Ich habe noch andere Buttons gefunden bei denen Daten in der Beschreibung stehen. Kenne mich aber leider nicht aus. 

22mm Alumina Black Body Metal Push Button Switch Waterproof Momentary Reset LED Light Car Engine PC Power Mark 3 5V 12V 24V 220V-in Switches from Lights & Lighting on Aliexpress.com | Alibaba Group

19mm LED Alumina black ring light power push button without fixation waterproof momentary button switch 19HX.F.BK-in Switches from Lights & Lighting on Aliexpress.com | Alibaba Group


----------



## chaotium (9. Dezember 2018)

Du brauchst 12V. Den klemmst Du dann am Mainboard an. Meistens mit Power beschriftet ^^


----------



## Ray2015 (9. Dezember 2018)

Aber die Leuchte für die Power LED bzw. der Anschluss dieser LED hat doch nur 3,3 Volt. Ich verstehe das alles nicht so richtig. Wäre die 3 Volt Variante dann nicht besser? Oder vielleicht die 5 Volt und diese dann direkt vom Netzteil nehmen?


----------



## wuselsurfer (9. Dezember 2018)

Alle Schaltspannungen sollten 5V sein (TTL-Technik).


----------



## Abductee (9. Dezember 2018)

Du brauchst einen Taster und keinen Schalter.


----------



## Ray2015 (9. Dezember 2018)

Ja stimmt. Es heißt Taster, sorry. Ich weiß welche Art Knopf ich brauche


----------



## chaotium (9. Dezember 2018)

Also Ich habe Taster von DImatech und die LEDs sind 12V


----------



## derGronf (9. Dezember 2018)

Hallo Ray2015,

die Angabe der Volt bei den Tastern resultiert aus der garantierten Spannung, die ohne Explosion oder Feuer geschaltet werden kann. Du kanst ein normalen 230V Taster aus der Hausinstalation zum Schalten nehmen. 
Lass dich also nicht verwirren von den Spannungsangaben. 

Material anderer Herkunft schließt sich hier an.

PR #3385, opened 2024-02-13
Implement Python runtime ops (test_ops.py)

xarkes:
Hello,
I've seen in the PRs this topic is getting some interest so I am pushing my current implementation although it is not cleaned up yet.

```
$ PYTHON=1 python3 ./test/test_ops.py
...
Ran 245 tests in 5769.725s

OK (skipped=4)
```

Let me know what you think of it, as I am new to this project I hope my understanding of it is good enough.
I will do some refactor a bit later to remove some useless lines.

### DIFF
--- a/.github/workflows/test.yml
+++ b/.github/workflows/test.yml
@@ -46,6 +46,8 @@ jobs:
       run: |
         DEBUG=2 EMULATE_METAL=1 FORWARD_ONLY=1 PYTHON=1 python3 ./test/test_linearizer.py TestLinearizer.test_tensor_cores
         DEBUG=2 EMULATE_HIP=1 FORWARD_ONLY=1 PYTHON=1 python3 ./test/test_linearizer.py TestLinearizer.test_tensor_cores
+    - name: Test ops (Python)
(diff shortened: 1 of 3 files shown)


xarkes:
Rebased and cleaned up I believe.
The performances are a bit concerning but I think that's to be expected with that many operations.
Feel free to merge whatever you think is valid. Cheers!

xarkes:
Note that the `UOps.IF` implementation is wrong at this stage (eg. nested ifs are not handled - a test should be added for that, but I have no clue how to generate those) and that likely the store implementation is too hacky. KamiKomplex504 gave some hints about how to handle it, and I guess the open dtypes PR may be relevant as well.

geohot:
Tests failing.

xarkes:
`Error: The operation was canceled.`
I think that's because there is a timeout of some sorts on the CI. Maybe I should disable some for the python testing.

xarkes:
Just noticed https://github.com/tinygrad/tinygrad/pull/3384 is finally green too.
From the diff their implementation is likely more accurate so feel free to close this PR.

geohot:
If you think theres is better, I'll close

PR #3388, opened 2024-02-14
delete half_prekernel

Qazalin:
Replaces `half_prekernel` with a generic render_kernel extension for dtypes+uops.

### DIFF
--- a/.github/workflows/test.yml
+++ b/.github/workflows/test.yml
@@ -76,7 +76,7 @@ jobs:
     - name: Lint tinygrad with pylint
       run: python -m pylint tinygrad/
     - name: Run mypy
-      run: python -m mypy
+      run: python -m mypy --strict-equality
     - name: Test Docs
       run: |
         python docs/abstractions.py
--- a/tinygrad/renderer/cstyle.py
+++ b/tinygrad/renderer/cstyle.py
@@ -231,7 +231,7 @@ class CUDALanguage(CStyleLanguage):
     if any(uop.dtype == dtypes.half for uop in uops):
       prefix += ["#include <cuda_fp16.h>", "struct half4 { half x, y, z, w; };",
       "__device__ half4 make_half4(half x, half y, half z, half w) { half4 ret; ret.x = x; ret.y = y; ret.z = z; ret.w = w; return ret; }"]
-    if any(uop.uop == dtypes.bfloat16 for uop in uops): prefix.append("#include <cuda_bf16.h>")
+    if any(uop.dtype == dtypes.bfloat16 for uop in uops): prefix.append("#include <cuda_bf16.h>")
     return super().render_kernel(function_name, kernel, bufs, local_size, uops, prefix=prefix)
 CUDARenderer = functools.partial(uops_to_cstyle, CUDALanguage())
 
--- a/tinygrad/renderer/cstyle.py
+++ b/tinygrad/renderer/cstyle.py
@@ -231,7 +231,7 @@ class CUDALanguage(CStyleLanguage):
     if any(uop.dtype == dtypes.half for uop in uops):
       prefix += ["#include <cuda_fp16.h>", "struct half4 { half x, y, z, w; };",
       "__device__ half4 make_half4(half x, half y, half z, half w) { half4 ret; ret.x = x; ret.y = y; ret.z = z; ret.w = w; return ret; }"]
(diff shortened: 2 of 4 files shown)


tinygrad/renderer/cstyle.py
```diff
@@ -187,6 +184,10 @@ class OpenCLLanguage(CStyleLanguage):
   type_map = { dtypes.uint8: "uchar", dtypes.uint32: "uint", dtypes.uint16: "ushort", dtypes.uint64: "ulong" }
   def render_cast(self, x, var_dtype, bitcast=False) -> str:
     return f"as_{self.type_map.get(var_dtype) or var_dtype.name}({x[0]})" if bitcast else super().render_cast(x, var_dtype)
+
+  def render_kernel(self, function_name, kernel, bufs, local_size, uops, prefix=None) -> str:
+    if any(dt == dtypes.half for _, dt in bufs): prefix = ["#pragma OPENCL EXTENSION cl_khr_fp16 : enable"]
```
geohot, line 189: I don't think this logic is right. This is only about doing math on fp16, not fp16 buffers.

Qazalin:
yeah half_prekernel was actually wrong if you had a half midcast but no bufs, should use uops

tinygrad/renderer/cstyle.py
```diff
@@ -215,19 +216,23 @@ def render_cast(self, x: List[str], var_dtype: DType, bitcast=False) -> str:
...
-    __device__ half4 make_half4(half x, half y, half z, half w) { half4 ret; ret.x = x; ret.y = y; ret.z = z; ret.w = w; return ret; }
-  """
   type_map = {dtypes.bfloat16: "nv_bfloat16"}
+
+  def render_kernel(self, function_name, kernel, bufs, local_size, uops, prefix=None):
+    prefix = ["#define INFINITY (__int_as_float(0x7f800000))","#define NAN (__int_as_float(0x7fffffff))"]
+    if any(uop.dtype == dtypes.half for uop in uops):
+      prefix += ["#include <cuda_fp16.h>", "struct half4 { half x, y, z, w; };",
+      "__device__ half4 make_half4(half x, half y, half z, half w) { half4 ret; ret.x = x; ret.y = y; ret.z = z; ret.w = w; return ret; }"]
+    if any(uop == dtypes.bfloat16 for uop in uops): prefix.append("#include <cuda_bf16.h>")
```
geohot, line 234: How does this line possibly pass mypy? In addition to fixing this line, make sure the type checker catches this.

.github/workflows/test.yml
```diff
@@ -76,7 +76,7 @@ jobs:
     - name: Lint tinygrad with pylint
       run: python -m pylint tinygrad/
     - name: Run mypy
-      run: python -m mypy
+      run: python -m mypy --strict-equality
```
Qazalin, line 79: `--strict-equality` catches always false `==` checks like that uops err:
https://mypy.readthedocs.io/en/stable/command_line.html#cmdoption-mypy-strict-equality

tinygrad/runtime/ops_gpu.py
```diff
@@ -23,8 +23,8 @@ def render(self, name:str, uops) -> str: return OpenCLRenderer(name, uops)
   def compile(self, src:str) -> bytes:
     program = checked(cl.clCreateProgramWithSource(self.device.context, 1, to_char_p_p([prg_bytes := src.encode()]),
                                                   ctypes.byref(ctypes.c_size_t(len(prg_bytes))), ctypes.byref(status := ctypes.c_int32())), status)
-    status = cl.clBuildProgram(program, 1, ctypes.byref(self.device.device_id), None, cl.clBuildProgram.argtypes[4](), None)
-    if status != 0:
+    build_status: int = cl.clBuildProgram(program, 1, ctypes.byref(self.device.device_id), None, cl.clBuildProgram.argtypes[4](), None)
```
Qazalin, line 26: mypy's `--strict-equality` complains about this because in line 25 `status` is a ctypes.c_int32()

geohot: Oh, this is actually a bug. Should be `status.value == 0`

Qazalin: status was int when i tested though?

Qazalin: i tried doing status.value and actually it doesn't exist, the correct way was to do status != 0 (mac)

PR #3401, opened 2024-02-14
dtypes: delete the float cast in realize.py

Qazalin:
in realize.py we force the ConstBuffer's arg to be float. I think this is wrong, it has lead to ASTs like this:

`Tensor([1,2,3]) + 2`
```
  0 ━┳ STORE MemBuffer(idx=0, dtype=dtypes.int, st=ShapeTracker(views=(View(shape=(3,), strides=(1,), offset=0, mask=None, contiguous=True),)))
  1  ┗━┳ ADD 
  2    ┣━━ LOAD MemBuffer(idx=1, dtype=dtypes.int, st=ShapeTracker(views=(View(shape=(3,), strides=(1,), offset=0, mask=None, contiguous=True),)))
  3    ┗━━ CONST ConstBuffer(val=2.0, dtype=dtypes.int, st=ShapeTracker(views=(View(shape=(3,), strides=(0,), offset=0, mask=None, contiguous=False),)))
  ```
  
when I removed that float cast, it uncovered issues upstream where we create these const buffers, eg. tensor.py's _broadcast and lazy.py's const could return bufs like this:

`ConstBuffer(val=1, dtype=dtypes.float, st=ShapeTracker(views=(View(shape=(), strides=(), offset=0, mask=None, contiguous=True),)))`

now the AST is correct:
```
  0 ━┳ STORE MemBuffer(idx=0, dtype=dtypes.int, st=ShapeTracker(views=(View(shape=(3,), strides=(1,), offset=0, mask=None, contiguous=True),)))
  1  ┗━┳ ADD 
  2    ┣━━ LOAD MemBuffer(idx=1, dtype=dtypes.int, st=ShapeTracker(views=(View(shape=(3,), strides=(1,), offset=0, mask=None, contiguous=True),)))
  3    ┗━━ CONST ConstBuffer(val=2, dtype=dtypes.int, st=ShapeTracker(views=(View(shape=(3,), strides=(0,), offset=0, mask=None, contiguous=False),)))
 ```

### DIFF
--- a/test/test_lazybuffer.py
+++ b/test/test_lazybuffer.py
@@ -2,6 +2,7 @@
 import numpy as np
 import unittest
 from tinygrad import Tensor, Device, dtypes
+from tinygrad.lazy import LazyBuffer
 
 class TestLazyBuffer(unittest.TestCase):
   def test_fromcpu_shape_tracker(self):
@@ -56,6 +57,15 @@ class TestLazyBuffer(unittest.TestCase):
     b = Tensor.zeros(4,1,4)
     c = a.cat(b, dim=1)
     np.testing.assert_allclose(c.numpy(), np.concatenate((a.numpy(), b.numpy()), axis=1))
+
+  def test_const_dtype(self):
+    lb: LazyBuffer = Tensor([1], dtype=dtypes.int).lazydata
+    assert lb.const(1).base.arg == 1
+    assert type(lb.const(1).base.arg) == int
+
+    lb: LazyBuffer = Tensor([1], dtype=dtypes.float).lazydata
+    assert lb.const(1).base.arg == 1.0
+    assert type(lb.const(1).base.arg) == float
 
 if __name__ == "__main__":
   unittest.main()
--- a/test/test_lazybuffer.py
+++ b/test/test_lazybuffer.py
@@ -61,11 +61,11 @@ class TestLazyBuffer(unittest.TestCase):
   def test_const_dtype(self):
     lb: LazyBuffer = Tensor([1], dtype=dtypes.int).lazydata
     assert lb.const(1).base.arg == 1
-    assert type(lb.const(1).base.arg) == int
+    assert type(lb.const(1).base.arg) is int
 
     lb: LazyBuffer = Tensor([1], dtype=dtypes.float).lazydata
     assert lb.const(1).base.arg == 1.0
-    assert type(lb.const(1).base.arg) == float
+    assert type(lb.const(1).base.arg) is float
 
 if __name__ == "__main__":
   unittest.main()
--- a/tinygrad/codegen/linearizer.py
+++ b/tinygrad/codegen/linearizer.py
@@ -90,7 +90,7 @@ class Linearizer(Kernel):
     invalid_value = 0 if dtypes.is_int(buf.dtype) else 0.0
     for idx, valid, rep_idx in zip(e_idxs, e_valids, iter_idxs(expand_vars)):
       this_const, idx, valid = (invalid_value, NumNode(0), NumNode(1)) if valid.max == 0 else (const, idx, valid)
-      key = f"{acc}{localtype}{this_const if this_const is not None and acc is None else (buf.idx if isinstance(buf, MemBuffer) else cast(LocalBuffer, buf).name)}{idx.render()}{valid.render()}"  # noqa: E501
+      key = f"{acc}{localtype}{'CONST'+str(this_const) if this_const is not None and acc is None else (buf.idx if isinstance(buf, MemBuffer) else cast(LocalBuffer, buf).name)}{idx.render()}{valid.render()}"  # noqa: E501
       if key not in self.load_cache:
         if acc is not None:
           self.load_cache[key] = self.uop(UOps.DEFINE_ACC, localtype, (), this_const, cachable=False)
--- a/tinygrad/dtype.py
+++ b/tinygrad/dtype.py
@@ -38,7 +38,7 @@ class PtrDType(DType):
   def __eq__(self, dt): return self.priority==dt.priority and self.itemsize==dt.itemsize and self.name==dt.name and self.sz==dt.sz
   def __ne__(self, dt): return not (self == dt)
 
-def cast_scalar(scalar: Scalar, dtype:DType): return int(scalar) if dtypes.is_int(dtype) else float(scalar)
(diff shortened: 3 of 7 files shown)


Qazalin:
pending work left is in the linearizer.
If you have a ConstBuffer with val=1 _and_ a global load `*(data1+0)`, ast_parse's `loaded_buffers[x.arg]` returns the global load, not Uops.CONST itself.

before, there was no conflict between global loads and ConstBuffers because they had different keys:
```
LOAD MemBuffer(idx=1, dtype=dtypes.int, st=ShapeTracker(views=(View(shape=(10, 1), strides=(0, 0), offset=0, mask=None, contiguous=False),)))
CONST ConstBuffer(val=1.0, dtype=dtypes.int, st=ShapeTracker(views=(View(shape=(11, 19), strides=(0, 0), offset=0, mask=((0, 11), (9, 19)), contiguous=False), View(shape=(10, 10), strides=(1, 20), offset=0, mask=None, contiguous=False))))
```
now there's a conflict:
```
LOAD MemBuffer(idx=1, dtype=dtypes.int, st=ShapeTracker(views=(View(shape=(10, 1), strides=(0, 0), offset=0, mask=None, contiguous=False),)))
CONST ConstBuffer(val=1, dtype=dtypes.int, st=ShapeTracker(views=(View(shape=(11, 19), strides=(0, 0), offset=0, mask=((0, 11), (9, 19)), contiguous=False), View(shape=(10, 10), strides=(1, 20), offset=0, mask=None, contiguous=False))))
```

so the AST:
```
 10      ┣━┳ ADD 
 11      ┃ ┣━━ LOAD MemBuffer(idx=2, dtype=dtypes.int, st=ShapeTracker(views=(View(shape=(10, 1), strides=(1, 0), offset=0, mask=None, contiguous=True),)))
 12      ┃ ┗━━ CONST ConstBuffer(val=-1, dtype=dtypes.int, st=ShapeTracker(views=(View(shape=(10, 1), strides=(0, 0), offset=0, mask=None, contiguous=False),)))
 13      ┗━━ CONST ConstBuffer(val=1, dtype=dtypes.int, st=ShapeTracker(views=(View(shape=(10, 1), strides=(0, 0), offset=0, mask=None, contiguous=False),)))
 ```
 
 gets UOped as:
 `int val0 = *(data1+0); val1+(-1)+val0`
 instead of:
 `val1+(-1)+1 `

File: tinygrad/dtype.py [hunk 1]
```diff
@@ -38,6 +38,8 @@ def __hash__(self): return super().__hash__()
   def __eq__(self, dt): return self.priority==dt.priority and self.itemsize==dt.itemsize and self.name==dt.name and self.sz==dt.sz
   def __ne__(self, dt): return not (self == dt)
 
+def cast_scalar(scalar: Scalar, dtype:DType): return int(scalar) if dtypes.is_int(dtype) else float(scalar)
```
chenyuxyz, line 41: can scalar be bool?

Qazalin:
pending is adding unit tests now - linearizer is fixed!

test/test_lazybuffer.py
```diff
@@ -57,5 +58,14 @@ def test_shrink_const_then_cast(self):
...
     np.testing.assert_allclose(c.numpy(), np.concatenate((a.numpy(), b.numpy()), axis=1))
 
+  def test_const_dtype(self):
+    lb: LazyBuffer = Tensor([1], dtype=dtypes.int).lazydata
+    assert lb.const(1).base.arg == 1
+    assert type(lb.const(1).base.arg) == int
+
+    lb: LazyBuffer = Tensor([1], dtype=dtypes.float).lazydata
+    assert lb.const(1).base.arg == 1.0
+    assert type(lb.const(1).base.arg) == float
```
Qazalin, line 68: this fails in master:
```
    assert type(lb.const(1).base.arg) == float
AssertionError
```

Qazalin: it'd be very tedious to pick 1.0 vs 1 in mlops itself, i think LazyBuffer should just default to whatever the lb's dtype already is

tinygrad/codegen/linearizer.py
```diff
@@ -90,7 +90,7 @@ def global_load(self, i:int, idxs:List[Node], acc=None, barrier:Optional[UOp]=No
     invalid_value = 0 if dtypes.is_int(buf.dtype) else 0.0
     for idx, valid, rep_idx in zip(e_idxs, e_valids, iter_idxs(expand_vars)):
       this_const, idx, valid = (invalid_value, NumNode(0), NumNode(1)) if valid.max == 0 else (const, idx, valid)
-      key = f"{acc}{localtype}{this_const if this_const is not None and acc is None else (buf.idx if isinstance(buf, MemBuffer) else cast(LocalBuffer, buf).name)}{idx.render()}{valid.render()}"  # noqa: E501
+      key = f"{acc}{localtype}{'CONST'+str(this_const) if this_const is not None and acc is None else (buf.idx if isinstance(buf, MemBuffer) else cast(LocalBuffer, buf).name)}{idx.render()}{valid.render()}"  # noqa: E501
```
Qazalin, line 93: cache keys can have conflicts between ConstBuffers and MemBuffers, see:
https://github.com/tinygrad/tinygrad/pull/3401#issuecomment-1944684081

we didnt have this problem before because MemBuffers are indexed with ints and [ConstBuffers where always float](https://github.com/tinygrad/tinygrad/pull/3401/files#diff-4fe1256664cc5870d2d44de21d5f463a512f81729a13f5309e272c8f7793a039L96)

geohot:
Good fix, yea that cast to float was def wrong.

chenyuxyz:
lol was reviewing this too since i was requested. The fix looks good but I could not quite understand what the test `test_load_cache_const_bufs` was trying to test

Qazalin:
@chenyuxyz try running test_indexing without the buffer load cache key fix in linearizer with DEBUG=4, compare the AST with the kernels that get generated.
here's what you'll get:
https://gist.github.com/Qazalin/96e7e6f932002d812ca38234762180f5
I could either hard-code the exact AST that caught this bug or unit test load_cache itself. I picked the isolated test, because that AST also complicates stuff with reduce ops and earlybufs.

chenyuxyz:
yea i understand the motivation, but confused by the test itself

it says `# make sure const buffers are differentiated from local and mem buffers` but it's not clear on the asserted quantity (cache_keys len 5, 2 have "CONST"). This tests the key implementation and i don't quite see the behavior (const buffers are differentiated from local and mem buffers) that's being tested?

PR #3899, opened 2024-03-23
add --minimal flag to nvrtc

sekstini:
Enables the new `--minimal` option added to NVRTC in CUDA 12.4, as mentioned in 
image

---

Test program:
```python
from time import perf_counter_ns as pc
from tinygrad import Tensor

z = Tensor.ones(1).relu()
st = pc()
z.realize()
et = pc()
print(f"Time taken: {et-st:>12,} ns")
print(z.numpy())
```

Before this PR with CUDA 12.4:
```bash
fluffy@mist in tinygrad :: CACHELEVEL=0 DISABLE_COMPILER_CACHE=1 python hello_tiny.py
Time taken:   21,606,017 ns
[1.]
```

With this PR and CUDA 12.4:
```bash
fluffy@mist in tinygrad :: CACHELEVEL=0 DISABLE_COMPILER_CACHE=1 python hello_tiny.py
Time taken:   17,667,016 ns
[1.]
```

### DIFF
--- a/tinygrad/runtime/ops_cuda.py
+++ b/tinygrad/runtime/ops_cuda.py
@@ -66,12 +66,14 @@ class CUDACompiler(Compiler):
   def __init__(self, arch:str):
     self.arch = arch
     CUDACompiler.linearizer_opts = CUDACompiler.linearizer_opts._replace(has_tensor_cores=int(arch[3:]) >= 80)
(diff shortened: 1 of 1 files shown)


sekstini:
image

Someone with more context should probably double check that these aren't / won't be needed before merging.

PR #3906, opened 2024-03-24
Fix linearizer failure 26 test

### LINKED ISSUE #3839: UOpGraph.simplify_phi_loop still has issues with a GPT2 kernel
@patosai please take a look `test_failure_26` in `test/test_linearizer_failures.py`: https://github.com/tinygrad/tinygrad/blob/455f7bea9b675df49ef8d158a98b68e5eb0e9fad/test/test_linearizer_failures.py#L196.  

It might be related to the same issue as before as this kernel also had the same issue resolved the `test_failure_25`.  This could potentially still cause issues with flaky GPT2 beam tests.

cc: @chenyuxyz

patosai:
Closes #3839. #3530 handled summations of WHEREs, but not where consts were added to the WHEREs. Example:

$$
\sum_i^j 3 + f(i) = 3(j-i+1) + \text{clamp(...)}
$$

but the const 3 multiplication by the loop was not implemented - no tests failed until now.


tinygrad/codegen/uops.py
```diff
@@ -287,6 +288,11 @@ def uop_alu_idx(a: UOp, b, op, dtype=dtypes.int32):
         final_op = self.add(UOps.ALU, where.dtype, (maybe_cast, where.vin[1]), BinaryOps.MUL)
         self.uops = self.uops + after_split_ops
         self.replace_op(where, final_op)
+        for op in self.get_recursive_children(final_op):
+          if (op.arg is BinaryOps.ADD and any([u.uop is UOps.PHI for u in self.get_recursive_children(op)]) and op not in adjusted_adds
```
chenyuxyz, line 292: this feels very specific, is it the most generic form for the case?

patosai: here I'm attempting to get any add op between the WHERE and corresponding PHI, I haven't figured out a beautiful way to do it

patosai:
Code updated - I also added a check that loop vins are consts which I had assumed was true before. There was an attention module which had a var as part of the loop start so it failed the assumption - maybe an opportunity for more performance improvement later

https://github.com/patosai/tinygrad/blob/54dc48aa47aa6e4df612d5b5f349f40b2aaa186a/test/test_assign.py#L143

tinygrad/codegen/uops.py
```diff
@@ -270,29 +270,33 @@ def uop_alu_idx(a: UOp, b, op, dtype=dtypes.int32):
...
       phis = set([u for u in self.get_recursive_children(loop_op) if u.uop is UOps.PHI])
       wheres = set([u for phi in phis for u in get_recursive_parents(phi) if u.arg == TernaryOps.WHERE])
-      if (any([u.uop not in allowed_ops or (u.uop is UOps.ALU and u.arg not in allowed_alus) for phi in phis for u in get_recursive_parents(phi)])
+      if (any([u.uop is not UOps.CONST for u in loop_op.vin])
+        or any([u.uop not in allowed_ops or (u.uop is UOps.ALU and u.arg not in allowed_alus) for phi in phis for u in get_recursive_parents(phi)])
         or any([where.vin[2].arg != 0 or where.vin[0].vin[1].uop is not UOps.CONST for where in wheres])
         or any(len([op for op in get_recursive_parents(where) if op.uop is UOps.LOOP]) == 0 for where in wheres)): continue
       if DEBUG >= 4 and (len(phis) > 0 or len(wheres) > 0): print("simplified {} PHI and {} WHERE in loop".format(len(phis), len(wheres)))
+      loop_length = loop_op.vin[1].arg - loop_op.vin[0].arg
+      for op in [op for op in self.uops if op.arg is BinaryOps.ADD]:
```
chenyuxyz, line 279: eh don't do this, it creates the list first thus loops twice. maybe this?

```
for op in self.uops:
  if op.arg is BinaryOps.ADD and wheres.intersection(get_recursive_parents(op)) and phis.intersection(self.get_recursive_children(op)):
    op.vin = ...
```

patosai: ok

chenyuxyz:
thanks! yea i am interested in arange optimization for variables, it might be similar to O(n) embedding too

PR #3907, opened 2024-03-24
assign regression

Qazalin:
I think the preschedule fix only worked because `a` was assigned to a contig tensor.
Deletes a few things to fix diamond assign to non-contig:
- graph and in_degree only track scheduled realizes
- Create the queue  _after_ the graph, assign_targets can change in_degrees for prev bufs.


geohot:
Can you leave both the contig and non-contig?

PR #3912, opened 2024-03-24
kfd driver wip

geohot:
@nimlgen Can you work the "night shift" on this? It works now to launch kernels.

Things to do:
* Fix private segment args (TestOps.test_dilated_conv_transpose2d fails)
* Fix getting the wait time (why aren't self.device.completion_signal.start_ts and end_ts set?)
* Add SDMA support, replace copyin/copyout in KFDAllocator with SDMA in a queue. Should be the raw queue, not the hsa api. Synchronous like the kernels is fine.

Things I'll handle as part of a larger refactor:
* Adding barrier across multidevice support
* Running in asynchronous mode (one kernel at a time now is fine)
* Writing KFD graph


extra/hip_gpu_driver/test_kfd_2.py
```diff
@@ -0,0 +1,146 @@
...
+  BARRIER_HEADER |= hsa.HSA_PACKET_TYPE_BARRIER_AND << hsa.HSA_PACKET_HEADER_TYPE
+
+  EMPTY_SIGNAL = hsa.hsa_signal_t()
+
+  packet = hsa.hsa_barrier_and_packet_t.from_address(rw_ptr.va_addr+0x38)
+  packet.reserved0 = 0
+  packet.reserved1 = 0
+  for i in range(5): packet.dep_signal[i] = EMPTY_SIGNAL
+  packet.reserved2 = 0
+  packet.completion_signal = hsa.hsa_signal_t(evt.event_id)
```
nimlgen, line 127: I have seen this to be a ptr (looks like to `amd_signal_t` `ROCR-Runtime/src/inc/amd_hsa_signal.h`). Also some info on kernel headers (`ROCR-Runtime/src/inc/amd_hsa_kernel_code.h`).

extra/hip_gpu_driver/test_kfd_2.py
```diff
@@ -0,0 +1,146 @@
...
+  evt = kio.create_event(fd, auto_reset=1)
+
+  BARRIER_HEADER  = 1 << hsa.HSA_PACKET_HEADER_BARRIER
+  BARRIER_HEADER |= hsa.HSA_FENCE_SCOPE_SYSTEM << hsa.HSA_PACKET_HEADER_SCACQUIRE_FENCE_SCOPE
+  BARRIER_HEADER |= hsa.HSA_FENCE_SCOPE_SYSTEM << hsa.HSA_PACKET_HEADER_SCRELEASE_FENCE_SCOPE
+  BARRIER_HEADER |= hsa.HSA_PACKET_TYPE_BARRIER_AND << hsa.HSA_PACKET_HEADER_TYPE
+
+  EMPTY_SIGNAL = hsa.hsa_signal_t()
+
+  packet = hsa.hsa_barrier_and_packet_t.from_address(rw_ptr.va_addr+0x38)
```
nimlgen, line 122: I am not sure, but I think it should be `ring_base.va_addr`. Also before doorbell you have to move the write pointer.

extra/hip_gpu_driver/test_kfd_2.py
geohot: Ahh, `amd_signal_t` I was looking for this!

We shouldn't have to use the ioctl to CREATE_EVENT if the syncing is only between GPUs I think.

geohot:
@nimlgen still seeing failure of some kernels, repro with

`KFD=1 python3 test/test_ops.py TestOps.test_dilated_conv_transpose2d`

geohot:
build_sdma_command should support merging of `addr_31_0` and `addr_63_32` so we don't have `addr_31_0=ts_addr&0xffffffff, addr_63_32=(ts_addr>>32)&0xffffffff)` everywhere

Irgendwer hat das hier schon erwähnt, könnte stimmen, das mit 5V geschlatet wird. Da würde also ein Taster bis 5V reichen. 



Spoiler



Install diameter:22mm

Switch rating: 5A/250VAC

Shape: Flat head

Color: Red,GREEN,Blue,Yellow,White,Orange

Voltage: from 1.8V to 250V

Function: Momentary (1NO1NC)

Terminal: Pin terminal

Crust material: Black aluminum

    IP rating: IP65

Temperature: - 40 to 75 Degree



Ok, ist von bis. Da steht, du kanst alles bis 250V schalten bis 5A. Das reicht. Die LED braucht mindestens 1,8V und kann bis 250V. 

Die LED wird seperat mit Strom versorgt. Hat nen eigenen Anschluss. Auf deinem Board ist für an/aus nen eigener Anschluss. Für die LED kannst du entweder dauer-an nehmen oder die HDD-Beleuchtung. Steht aber in deinem Handbuch, was wofür ist.

Kannst du also ohne weiteres benutzen. Musst halt nur auf den Anschlssplan gucken.

derGronf


----------



## Tolotos66 (9. Dezember 2018)

Ich nutze Diesen hier schon seit Jahren: https://www.amazon.de/LAOMAO-Computer-Startknopf-Anschlüsse-PC-Kastenschalter/dp/B00LVREYWG
Gruß T.


----------



## dekay55 (9. Dezember 2018)

wuselsurfer schrieb:


> Alle Schaltspannungen sollten 5V sein (TTL-Technik).



Moooment, TTL Versorungspannung sind 5V in der Regel, die Schaltlogik sollte bei 2V schon als HighPegel Logisch 1 Erkennen, heut haben die meisten TTL Schaltungen um die 3.3V bis hoch zu 24V je nach Einsatzgebiet und Anforderung ( der Panzer Leopard 1 z.b arbeitet mit 24V Logik Spannung ). Also abhängig vom Nand Gatter ist auch die Logik Spannung. Beim Mainboard 5V aufgrund der langen Wegstrecke und der Nicht isolierten Kabel, Der Ferrit Ring um die Kabel ans Frontpanel soll das ganze Glätten damit keine Interferenzen aus versehen Logik 1 schalten, daher wird hier auch 5V genutzt da hier ein definierter Pegel vorhanden der sich abhebt vom Floating. Allerdings kann man das ganze auch mit 3.3V machen in dem man ein Kerko zwischen GND und Signal hängt der dann das Floating filtert. Wenn man eben ganz sicher gehen will sucht man sich das Nand Gatter worüber die Pins des Frontpanels laufen und schaut nach welche Schaltspannung spezifiziert ist, und dann hält man am besten noch Ausschau ob da nicht noch nen Optokopler zwischen hängt zur Galvanischen Trennung dann wär die Spannung nämlich von dem Abhängig. 

Ums Kurz zu machen, mit 5V bist du auf der Sicheren Seite, und die LED´s fürs Mainboard sollten auch 5V haben, da hier oftmals z.b das 5V Powergood Signal oder PowerOn Signal genutzt wird um die LED´s zu betreiben und die Leitung quasi durchgeschleift wird, achja das Standby Signal für die LED´s hat auch 5V, genauso wie die Standby Stromversorung der USB Ports


----------



## Ray2015 (9. Dezember 2018)

Ich verstehe zwar kein Wort aber 5V habe ich rauslesen können  Werde mir also den Button mit 5V kaufen. Vielen Dank


----------



## Drakexz (9. Dezember 2018)

Ich hab mir einen ähnlichen Taster gekauft. 
Angeschlossen habe ich ihn aber zweigeteilt. 

Taster:
Phobya Vandalismus/Klingeltaster 19mm Edelstahl: Amazon.de: Computer & Zubehoer 

Die Pins zum starten des PCs sind natürlich mit dem Mainboard verbunden, die Pins des Tasters für die Beleichtung habe ich aber an einen Molex Stecker angeschlossen. Mein Taster läuft daher mit 12V.


----------